IBM has about 433,000 employees. To put things in perspective, that’s more than four times the amount of Microsoft’s workforce and 400,000 more than Google’s. It’s also about 427,000 more than The New York Times Co. has. If you believe that a substantial minority of the public can write reasonably well, then Big Blue has a fair shot at putting out a decent product.
The company has been testing that theory since 2005 or so. At the time, Twitter didn’t yet exist and Facebook was for college kids, so social media was synonymous with blogging. It turned out that many IBMers had the itch to write, which of course was a blessing and a curse to the company. A blessing because — free content! A curse because who knew exactly what these employees were going to actually write? Would consumers take their thoughts as word from IBM on high?
IBM decided on a sort of middle road: It encouraged employees to blog to their heart’s content, but it issues blogging guidelines, so they’d know what they couldn’t blog about. The guidelines, crowdsourced by IBM employees thanks to a wiki created by James Snell, a member of IBM’s software standards strategy group, and Ed Brill, a Lotus exec, draw on common sense (“Don’t pick fights, be the first to correct your own mistakes,” etc.) and are general enough to be adopted by other companies.

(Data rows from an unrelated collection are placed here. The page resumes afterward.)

PR #46, opened 2020-09-25
feat(Sample): Add DSL Java Sample

darewreck54:
Porting https://github.com/temporalio/samples-go/tree/master/dsl to java sdk

Note: Names can be better


src/main/java/io/temporal/samples/dsl/models/ActivityInvocation.java
```diff
@@ -0,0 +1,60 @@
...
+    // Class.forName(name);
+
+    ActivityStub stub =
+        Workflow.newUntypedActivityStub(
+            ActivityOptions.newBuilder()
+                .setStartToCloseTimeout(Duration.ofMinutes(1))
+                .setTaskQueue("dsl")
+                .build());
+
+    // Warning activity task takes in non-varargs call of varargs method with inexact argument type
```
darewreck54, line 38: I get this warning.  Is there another way to pass in the args?

src/main/java/io/temporal/samples/dsl/models/ActivityInvocation.java
```diff
@@ -0,0 +1,60 @@
...
+    // for last parameter;
+    // String results = stub.execute(name, String.class, args);
+    //                                                   ^
+    // cast to Object for a varargs call
+    // cast to Object[] for a non-varargs call and to suppress this warning
+    String results = stub.execute(name, String.class, args);
```
darewreck54, line 44: At this point, it executes but it doesn't the activity never returns.

Here is the stack trace
image

image
image

darewreck54: cc: @mfateev

src/main/java/io/temporal/samples/dsl/models/ActivityInvocation.java
```diff
@@ -0,0 +1,54 @@
...
+    // Class.forName(name);
+
+    ActivityStub stub =
+        Workflow.newUntypedActivityStub(
+            ActivityOptions.newBuilder()
+                .setStartToCloseTimeout(Duration.ofMinutes(1))
+                .setTaskQueue("dsl")
+                .build());
+
+    String results = stub.execute(name, String.class, new Object[] {args});
```
darewreck54, line 38: It never picks up to execute the activity.  It register the event thou
image

image

darewreck54: image

So i found out the issue. There two problems
1) It's looking for the method name of the activity (entry point) vs. the activity itself
2) in java functions are lowercase, but in this case it requires the `GetInfo` vs. `getInfo`

src/main/resources/dsl/workflow1.yaml
```diff
@@ -0,0 +1,27 @@
...
+
+variables:
+  arg1: value1
+  arg2: value2
+
+root:
+  sequence:
+    elements:
+      - activity:
+          name: GetInfo1
```
darewreck54, line 14: Shouldn't this be the ActivityImpl's Name, vs the activity entry point method name

src/main/java/io/temporal/samples/dsl/SampleActivities.java
```diff
@@ -0,0 +1,77 @@
...
+
+import io.temporal.activity.Activity;
+import io.temporal.activity.ActivityInterface;
+import io.temporal.activity.ActivityMethod;
+
+public class SampleActivities {
+  @ActivityInterface
+  public interface SampleActivities1 {
+    @ActivityMethod
+    String getInfo1();
```
darewreck54, line 11: Is it possible to have the same method names with different Activity interfaces?  I found that if i try to registry multiple activity interfaces i can't use the same method or it conflicts

src/main/java/io/temporal/samples/dsl/models/ActivityInvocation.java
darewreck54: So the issue 1 make sense since you need to specify what method to call in the activity.  I guess i need to figure out what the code would be to generate an activity stub based on activity name...and then use the stub to call the activity method, both of which needs to be in the yaml (activity, method name)

src/main/java/io/temporal/samples/dsl/SampleActivities.java
```diff
@@ -0,0 +1,77 @@
...
+  }
+
+  @ActivityInterface
```
darewreck54, line 14: Ryalnd method that you can pass a prefix to add the activity name to the register method, but neither the activityInterface or the activitymethod allows for this.  Any suggestion on how this should be implemented.

I want to be able to have the same method name for different interfaces

src/main/java/io/temporal/samples/dsl/models/Parrallel.java
```diff
@@ -0,0 +1,43 @@
...
+        Workflow.newCancellationScope(
+            () -> {
+              for (Statement statement : branches) {
+                results.add(Async.function(statement::execute, bindings));
+              }
+            });
+    // As code inside the scope is non blocking the run doesn't block.
+    scope.run();
+    // If one activity fails then all the rest will fail
+    Promise.allOf(results).get();
```
mfateev, line 39: This is going to throw an exception if an activity fails. So scope.cancel should be in a catch block:
```
try {
   Promise.allOf(results).get();
} catch (RuntimeException e) {
   scope.cancel();
   throw e;
}
```

src/main/java/io/temporal/samples/dsl/models/Statement.java
```diff
@@ -0,0 +1,37 @@
+package io.temporal.samples.dsl.models;
+
+import com.fasterxml.jackson.annotation.JsonCreator;
+import com.fasterxml.jackson.annotation.JsonProperty;
+import java.util.Map;
+
+public class Statement {
+  public ActivityInvocation activity;
+  public Sequence sequence;
+  public Parrallel parrallel;
```
mfateev, line 10: I would use inheritance here assuming that Json can deserialize it.

src/main/resources/dsl/workflow1.yaml
mfateev: It has to be activity type which is in Java is defined (by default) as a method name (with the first letter capitalized) of an interface annotated with @ActivityInterface.

darewreck54:
> Porting https://github.com/temporalio/samples-go/tree/master/dsl to java sdk
> 
> Note: Names can be better

I have issue signing the CLA...it keeps taking me to a screen where i can't sign anything

src/main/java/io/temporal/samples/dsl/models/ActivityInvocation.java
darewreck54: @mfateev what would the code look like if i wanted to trigger it based on the activity name + the activities's method name.  Stub.execute("activityname":"method_name")? MethodName captalized?

mfateev:
We verified that CLA is signed by you. So it is not a blocker. I would be able to merge when it is ready.

samarabbas:
> > Porting https://github.com/temporalio/samples-go/tree/master/dsl to java sdk
> > Note: Names can be better
> 
> I have issue signing the CLA...it keeps taking me to a screen where i can't sign anything
> image

@darewreck54 you need need to include the commit email address to your github account.  Here is the response we got from cla-assistant: https://github.com/cla-assistant/cla-assistant/issues/626#issuecomment-699527544

darewreck54:
> > > Porting https://github.com/temporalio/samples-go/tree/master/dsl to java sdk
> > > Note: Names can be better
> > 
> > 
> > I have issue signing the CLA...it keeps taking me to a screen where i can't sign anything
> > image
> 
> @darewreck54 you need need to include the commit email address to your github account. Here is the response we got from cla-assistant: [cla-assistant/cla-assistant#626 (comment)](https://github.com/cla-assistant/cla-assistant/issues/626#issuecomment-699527544)

I'll need to redo this after all the comments are addressed.  Basically the original commits was using a different commit email then whats assigned on this account.  I tried to update the previous commits but it totally messed up all the commits.

mfateev:
I recommend closing this PR after addressing the comments and open a new one.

Since 2005, micro-blogging platforms like Facebook and Twitter have changed the medium in which IBM often communicates, but the company remains committed to blogging and is an especially enthusiastic user of Tumblr, though you can find IBMers on Instagram, Pinterest and any other up-and-coming social media site. “We have coverage across all of the social media platforms,” says John Rooney, program manager for innovation and collaboration at IBM. “We are a large content creator. What we are becoming very much is a social media publisher.” Indeed, the company now claims some 32,000 individual blogs from IBMers. Separately, however, IBM has a Digital Marketing team in New York comprised of professional writers who create content for Big Blue.

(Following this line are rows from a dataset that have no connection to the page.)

PR #47, opened 2020-09-27
[WORK IN PROGRESS] Add DSL Sample

darewreck54:
Add a dsl example.  This is to port the Go Example.   

There were issue with the previous https://github.com/temporalio/samples-java/pull/45, so created a new one.

### DIFF
--- a/src/main/java/io/temporal/samples/dsl/SampleActivities.java
+++ b/src/main/java/io/temporal/samples/dsl/SampleActivities.java
@@ -1,0 +1,77 @@
+package io.temporal.samples.dsl;
+
+import io.temporal.activity.Activity;
+import io.temporal.activity.ActivityInterface;
+import io.temporal.activity.ActivityMethod;
+
+public class SampleActivities {
+  @ActivityInterface(namePrefix = "SampleActivity1")
+  public interface SampleActivities1 {
+    @ActivityMethod(name = "SampleActivity1.getInfo")
+    String getInfo();
+  }
+
+  @ActivityInterface(namePrefix = "SampleActivity2")
+  public interface SampleActivities2 {
+    @ActivityMethod(name = "SampleActivity2.getInfo")
+    String getInfo();
+  }
+
+  @ActivityInterface(namePrefix = "SampleActivity3")
+  public interface SampleActivities3 {
+    @ActivityMethod(name = "SampleActivity3.getInfo")
+    String getInfo();
+  }
+
+  @ActivityInterface(namePrefix = "SampleActivity4")
+  public interface SampleActivities4 {
+    @ActivityMethod(name = "SampleActivity4.getInfo")
+    String getInfo();
+  }
+
+  @ActivityInterface(namePrefix = "SampleActivity5")
+  public interface SampleActivities5 {
+    @ActivityMethod(name = "SampleActivity5.getInfo")
+    String getInfo();
+  }
+
+  public static class SampleActivitiesImpl1 implements SampleActivities1 {
+    @Override
+    public String getInfo() {
+      String name = Activity.getExecutionContext().getInfo().getActivityType();
+      return "Result_" + name;
+    }
+  }
+
+  public static class SampleActivitiesImpl2 implements SampleActivities2 {
+    @Override
+    public String getInfo() {
+      String name = Activity.getExecutionContext().getInfo().getActivityType();
+      return "Result_" + name;
+    }
+  }
+
+  public static class SampleActivitiesImpl3 implements SampleActivities3 {
+    @Override
+    public String getInfo() {
+      String name = Activity.getExecutionContext().getInfo().getActivityType();
+      return "Result_" + name;
+    }
+  }
+
+  public static class SampleActivitiesImpl4 implements SampleActivities4 {
+    @Override
+    public String getInfo() {
+      String name = Activity.getExecutionContext().getInfo().getActivityType();
+      return "Result_" + name;
+    }
+  }
+
+  public static class SampleActivitiesImpl5 implements SampleActivities5 {
+    @Override
+    public String getInfo() {
+      String name = Activity.getExecutionContext().getInfo().getActivityType();
+      return "Result_" + name;
+    }
+  }
+}
--- a/src/main/java/io/temporal/samples/dsl/SampleActivities.java
+++ b/src/main/java/io/temporal/samples/dsl/SampleActivities.java
@@ -2,36 +2,30 @@ package io.temporal.samples.dsl;
 
 import io.temporal.activity.Activity;
 import io.temporal.activity.ActivityInterface;
-import io.temporal.activity.ActivityMethod;
 
 public class SampleActivities {
   @ActivityInterface(namePrefix = "SampleActivity1")
   public interface SampleActivities1 {
-    @ActivityMethod(name = "SampleActivity1.getInfo")
     String getInfo();
   }
 
   @ActivityInterface(namePrefix = "SampleActivity2")
   public interface SampleActivities2 {
-    @ActivityMethod(name = "SampleActivity2.getInfo")
     String getInfo();
   }
 
   @ActivityInterface(namePrefix = "SampleActivity3")
   public interface SampleActivities3 {
-    @ActivityMethod(name = "SampleActivity3.getInfo")
     String getInfo();
   }
 
   @ActivityInterface(namePrefix = "SampleActivity4")
   public interface SampleActivities4 {
-    @ActivityMethod(name = "SampleActivity4.getInfo")
     String getInfo();
   }
 
   @ActivityInterface(namePrefix = "SampleActivity5")
   public interface SampleActivities5 {
-    @ActivityMethod(name = "SampleActivity5.getInfo")
     String getInfo();
   }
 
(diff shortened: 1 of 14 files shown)


src/main/java/io/temporal/samples/dsl/models/Statement.java
```diff
@@ -0,0 +1,37 @@
+package io.temporal.samples.dsl.models;
+
+import com.fasterxml.jackson.annotation.JsonCreator;
+import com.fasterxml.jackson.annotation.JsonProperty;
+import java.util.Map;
+
+public class Statement {
+  public ActivityInvocation activity;
+  public Sequence sequence;
+  public Parrallel parrallel;
```
darewreck54, line 10: @mfateev You made a comment about using inheritance.  Can you give me an example of what you mean?  I wasn't following what can inherit from what?

src/main/resources/dsl/workflow1.yaml
```diff
@@ -0,0 +1,30 @@
...
+variables:
+  arg1: value1
+  arg2: value2
+
+root:
+  sequence:
+    elements:
+      - activity:
+          name: SampleActivity1
+          method: SampleActivity1.getInfo
```
darewreck54, line 15: I had to add the activity name to the method, since there is an issue with the validation registration method where it does not account for the activity name prefix when making sure no two activity/method have the same name.

src/main/java/io/temporal/samples/dsl/models/ActivityInvocation.java
```diff
@@ -0,0 +1,55 @@
...
+  public Void execute(Map<String, String> bindings) {
+    String[] args = makeInput(this.arguments, bindings);
+    ActivityStub stub =
+        Workflow.newUntypedActivityStub(
+            ActivityOptions.newBuilder()
+                .setStartToCloseTimeout(Duration.ofMinutes(5))
+                .setTaskQueue("dsl")
+                .build());
+
+    String results = stub.execute(this.method, String.class, new Object[] {args});
```
darewreck54, line 39: @mfateev  How would I use the activity's name when triggering the method.  If the activities share the same method name given that the name_prefix and method name is configured in the annotations.

darewreck54:
@mfateev I addressed the comments that I understood and added questions in the code.  If you have time, please take a look and let me know how I can proceed.  

Thanks!

src/main/java/io/temporal/samples/dsl/models/ActivityInvocation.java
mfateev, line 39: It would be nice to change activities to accept the args as the current implementation doesn't use them at all.
I'm not sure why new Object[] {args} is needed instead of just args.

src/main/java/io/temporal/samples/dsl/models/Parrallel.java
```diff
@@ -0,0 +1,49 @@
...
+
+  @JsonCreator
+  public Parrallel(@JsonProperty("branches") Statement branches[]) {
+    this.branches = branches;
+  }
+
+  public void execute(Map<String, String> bindings) {
+    // You can use the context passed in to activity as a way to cancel the activity like standard
+    // GO way.
+    // Cancelling a parent context will cancel all the derived contexts as well.
```
mfateev, line 24: This comment doesn't make any sense to a Java developer that never learned Go.

src/main/java/io/temporal/samples/dsl/models/Statement.java
mfateev: interface Statement {}
class Sequence implements Statement {}
class ActivityInvocation implements Statement {}
class Parallel implements Statement {}

src/main/java/io/temporal/samples/dsl/models/Workflow.java
```diff
@@ -0,0 +1,8 @@
+package io.temporal.samples.dsl.models;
+
+import java.util.Map;
+
+public class Workflow {
```
mfateev, line 5: Please rename to something like DslWorkflow as Workflow class is already one of the core DSL APIs.

src/main/resources/dsl/workflow1.yaml
mfateev: The reason is that you specify the same name for all the activities. When the name is specified explicitly the prefix is ignored.

mfateev (changes requested):
Thanks a lot for the contribution!

src/main/java/io/temporal/samples/dsl/models/ActivityInvocation.java
darewreck54: If you don't do this, you get a warning in java.  The method takes a list of args which need to be expanded.  This was the workaround I found on stack-overflow to get around it.

`It would be nice to change activities to accept the args as the current implementation doesn't use them at all.`

Doesn't passing in the args like that use it in the activities?  When I look at the stack trace, it looks like it's using it as inputs in the payload.  Were you referring to something else?

image

src/main/java/io/temporal/samples/dsl/models/Statement.java
darewreck54: I'm not seeing what the interface could be.  Here is wha we have?
```
class Statement {
   public ActivityInvocation activity;
   public Sequence sequence;
   public Parallel parallel;
}

class Sequence {
  public Statement elements[];
}

class Parallel  {
  public Statement branches[];
}

class ActivityInvocation {
  public String name;
  public String method;
  public String[] arguments;
  public String result;
}
```

The only thing similar is `sequence` and `parallel`, but you would have to change the name to be consistent `elements` vs. `branches`.

src/main/resources/dsl/workflow1.yaml
darewreck54: thanks, did not know that.

src/main/java/io/temporal/samples/dsl/models/Parrallel.java
darewreck54: removed

src/main/java/io/temporal/samples/dsl/models/Workflow.java
darewreck54: Updated

src/main/java/io/temporal/samples/dsl/SampleActivities.java
```diff
@@ -0,0 +1,77 @@
+package io.temporal.samples.dsl;
+
+import io.temporal.activity.Activity;
+import io.temporal.activity.ActivityInterface;
+import io.temporal.activity.ActivityMethod;
+
+public class SampleActivities {
```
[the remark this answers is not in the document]
darewreck54: I think leaving as it shows the user how you would use the name_interface in the case a user wants to go with that approach (ex. I wanted to know and it wasn't clear to me).  But if you want me to change it, let me know.

src/main/java/io/temporal/samples/dsl/models/Statement.java
darewreck54: @mfateev ping

src/main/java/io/temporal/samples/dsl/SampleActivities.java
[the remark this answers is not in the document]
mfateev: Yes, I would change it. We can create another example that demonstrates multiple Activity interfaces.

src/main/java/io/temporal/samples/dsl/models/ActivityInvocation.java
```diff
@@ -36,7 +36,9 @@ public Void execute(Map<String, String> bindings) {
                 .setTaskQueue("dsl")
                 .build());
 
-    String results = stub.execute(this.method, String.class, new Object[] {args});
+    String methodNameDescriptor =
+        this.name + this.method.substring(0, 1).toUpperCase() + this.method.substring(1);
```
mfateev, line 40: I would use a single "activityType" string. Activities can be implemented in different languages like Go which have completely different approach to activity naming.

mfateev (changes requested):

src/main/java/io/temporal/samples/dsl/models/Parallel.java
```diff
@@ -0,0 +1,45 @@
...
+  public Statement branches[];
+
+  @JsonCreator
+  public Parallel(@JsonProperty("branches") Statement branches[]) {
+    this.branches = branches;
+  }
+
+  public void execute(Map<String, String> bindings) {
+    // In the parallel block, we want to execute all of them in parallel and wait for all of them.
+    // if one activity fails then we want to cancel all the rest of them as well.
```
flossypurse, line 23:
```suggestion
    // if one Activity Execution fails then we want to cancel all the rest of them as well.
```

tsurdilo:
This sample is fairly outdated and we are working on a new DSL example. I will close this for now and if there is any more inputs/additions you would like to add here please feel free to reopen it.

darewreck54:
@tsurdilo Sorry, i've been busy so I haven't had time to update this.  Would you like me to push the changes or do you think its not needed since it sounds like you have a new DSL example?

Also mind if i see what your new DSL example looks like?

tsurdilo:
@darewreck54 up to you I can reopen this again, np :) 
I don't have the PR ready yet, it's using DynamicWorkflow and DynamicInterface. Will ping you when its ready for review.

tsurdilo:
@darewreck54 created https://github.com/temporalio/samples-java/pull/151
will close this pr. feel free to reopen it if you like. thanks!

IBM corrals much of that activity on IBM.com. Unlike other homepages for enterprise computing companies, there are no images of hardware anywhere, though if you drill down you can find a juicy picture of a server if that’s what you’re into. Instead of the hard sell, though, there’s lots of articles and videos that show how life is becoming better thanks to IBM. For instance, the video below shows how Big Blue’s technology helped an unnamed car company track a brake light glitch that was caused by a sun roof. Fixing the problem saved $30 million a year.
Like so much else on IBM.com, the content here is professionally produced, approachable and informative. However, it’s not crystal clear whom the pitch is being directed towards: Other car companies? Small businesses who might want to use the technology on a more limited scale? Other big companies?
An IBM rep says the video is a “shareable asset” that’s meant to illustrate the benefits of predictive maintenance not just for cars, but for all kinds of mechanized operations. In other words, it’s a metaphor.
Why the soft sell? David Veneski, the U.S. media director at Intel, says that blogging and the social media revolution have drastically changed how professionals talk to one another. “It’s very, very different media landscape,” he says. “Your IT guy or B2B guy is also a very strong consumer.” Such pros are looking for communication that is more intimate than a whitepaper and comes from a trusted source.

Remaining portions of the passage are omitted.